7 years ago (!) I wrote a post comparing ZIP and tar, plus gz or xz, and concluded that ZIP is ideal if you need to quickly access individual files in the compressed archive, and tar + compression (like tar + xz) is ideal if you need maximum compression. Since then, I discovered pixz, which seems to provide the best of both worlds: Maximum compression with indexing for quick seeking.
I do a comparison below of compressing a file with 1000 copies of the dictionary using tar, tar+xz, pixz, and ZIP, and show that pixz achieves similar speed and compression to tar + xz while extracting individual files at similar speed to ZIP.
Note that even with indexed compression, extracting files at the end of the archive is fast, but editing the archive is still very slow, so ZIP still wins at random writes.
Format | Size | Compress Time | Last File Time |
---|---|---|---|
tar | 897 MB | 2 sec | 0.01 sec |
tar + xz | 7.2 MB | 37 sec | 0.4 sec |
pixz | 11 MB | 38 sec | 0.04 sec |
ZIP | 245 MB | 119 sec | 0.02 sec |
Why do we need indexed compression?
When you compress with tar and then xz, you're first adding all of the files to an archive (tar) and then compressing the archive as a single file (xz). When decompressing a file, you can't jump around; you have to decompress the first part to decompress what comes after. This means that to extract the last file in a tar+xz archive, you need to decompress the entire thing.
ZIP handles this by compressing each file individually and then archiving it, but that comes at the expense of much worse compression. See [my previous post][1].

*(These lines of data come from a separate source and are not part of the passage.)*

PR #559, opened 2026-05-12
UNet head for finetuning

piperwolters:


robmarkcole:
@piperwolters could this be implemented in https://github.com/allenai/olmoearth_pretrain_minimal? then we could reuse in torchgeo

piperwolters:
> @piperwolters could this be implemented in https://github.com/allenai/olmoearth_pretrain_minimal? then we could reuse in torchgeo

yes! I will do that once this is cleaned up and merged.

PR #560, opened 2026-05-14
Add dice loss option to finetune args

piperwolters:


olmoearth_pretrain/evals/linear_probe.py
```diff
@@ -417,18 +417,25 @@ def weighted_dice_loss(
...
     )
     weights = weights / (weights.sum() + 1e-8)
 
-    loss = 1.0 - (weights * dice_per_class).sum()
-    return loss
+    dice_loss = 1.0 - (weights * dice_per_class).sum()
+
+    # CE loss provides gradient even when the minority class is absent from
+    # the batch, preventing the model from collapsing to all-background.
+    ce_loss = F.cross_entropy(logits, targets_masked, ignore_index=ignore_index)
```
Farbum: Would the Cross entropy loss here ignore the wrong index, since we are passing "targets_masked" which has already reassigned the ignore_index to 0? Should we pass targets instead of targets_masked?

piperwolters: You are so right!

olmoearth_pretrain/evals/linear_probe.py
```diff
@@ -417,18 +417,25 @@ def weighted_dice_loss(
 
     dice_per_class = (2.0 * intersection + smooth) / (cardinality + smooth)
 
-    # Class weights: inverse frequency of valid pixels per class
+    # Class weights: inverse frequency of valid pixels per class.
```
Farbum, line 420: minor remark: would it make sense to lower the smoothing factor? for heavy imbalanced classes (and I suppose the dice loss is implemented for these conditions), if a handful of minority class pixels are present in the window, then the smoothing factor could alter the loss significantly? Rslearn uses 1e-7, though I don't know if we need something that low.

Indexed compression handles this by compressing the archive as a single file, but also saving an index of what information you need to resume compression for each file in the archive. This means that if you want to read a file at the end of the archive, you can use the index to know how to jump to it without decompressing everything else.
Tedious details
Feel free to skip this section. I'm just documenting what I did exactly to make this reproducible.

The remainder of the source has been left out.